🤖 AI Summary
This work addresses the challenges of insufficient factual accuracy and weak rebuttal strength in large language models when automatically generating responses to peer reviews. The authors propose DEFEND, a novel system that introduces an author-in-the-loop, stepwise generation paradigm. By decomposing the rebuttal process into structured reasoning stages—including review segmentation, flaw identification, error-type annotation, and rebuttal-action mapping—DEFEND enables precise counterarguments with minimal author intervention. Experimental and user studies demonstrate that DEFEND significantly outperforms end-to-end and fully automated stepwise approaches in both factual accuracy and rebuttal effectiveness, achieving a favorable balance between automation efficiency and human controllability.
📝 Abstract
Rebuttal generation is a critical component of the peer review process for scientific papers, enabling authors to clarify misunderstandings, correct factual inaccuracies, and guide reviewers toward a more accurate evaluation. We observe that Large Language Models (LLMs) often struggle to perform targeted refutation and maintain accurate factual grounding when used directly for rebuttal generation, highlighting the need for structured reasoning and author intervention.
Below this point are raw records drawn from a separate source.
PR #925, opened 2024-07-31
[YUNIKORN-2681] Data race in TestCheckHealthStatusNotFound

pbacsko:
### What is this PR for?
There is a data race in the unit tests due to `TestGetStream_Limit` because it starts handler functions on different goroutines. Since `schedulerContext` is a global variable, it needs to be accessed safely.

**Note**: a better solution would be to elimiate global package variables and handler functions (ie. handlers should be tied to an instance), but that's a much bigger change. This is OK until the refactor is done.

### What type of PR is it?
* [x] - Bug Fix
* [ ] - Improvement
* [ ] - Feature
* [ ] - Documentation
* [ ] - Hot Fix
* [ ] - Refactoring

### Todos
* [ ] - Task

### What is the Jira issue?
https://issues.apache.org/jira/browse/YUNIKORN-2681

### Questions:

### DIFF
--- a/pkg/webservice/handlers.go
+++ b/pkg/webservice/handlers.go
@@ -127,7 +127,7 @@ func getStackInfo(w http.ResponseWriter, r *http.Request) {
 func getClusterInfo(w http.ResponseWriter, r *http.Request) {
 	writeHeaders(w)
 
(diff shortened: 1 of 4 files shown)


craigcondit (approved):
+1 LGTM.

To address this, in the paper, we introduce DEFEND an LLM based tool designed to explicitly execute the underlying reasoning process of automated rebuttal generation, while keeping the author-in-the-loop. As opposed to writing the rebuttals from scratch, the author needs to only drive the reasoning process with minimal intervention, leading an efficient approach with minimal effort and less cognitive load. We compare DEFEND against three other paradigms: (i) Direct rebuttal generation using LLM (DRG), (ii) Segment-wise rebuttal generation using LLM (SWRG), and (iii) Sequential approach (SA) of segment-wise rebuttal generation without author intervention. To enable finegrained evaluation, we extend the ReviewCritique dataset, creating review segmentation, deficiency, error type annotations, rebuttal-action labels, and mapping to gold rebuttal segments. Experimental results and a user study demonstrate that directly using LLMs perform poorly in factual correctness and targeted refutation. Segment-wise generation and the automated sequential approach with author-in-the-loop, substantially improve factual correctness and strength of refutation.